-- DATA FOR PROCESSING follows --

PR #1993, opened 2018-03-30
Reduce priority of logging message

vancem:
This is a side request from #1980


vancem:
cc: @dagood  @weshaggard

-- DATA FOR PROCESSING concluded --

PROBLEM DETAILS:
So that nothing is lost, transcribe each entry exactly as written.

ANSWER:
PR #1993, opened 2018-03-30
Reduce priority of logging message

vancem:
This is a side request from #1980


vancem:
cc: @dagood  @weshaggard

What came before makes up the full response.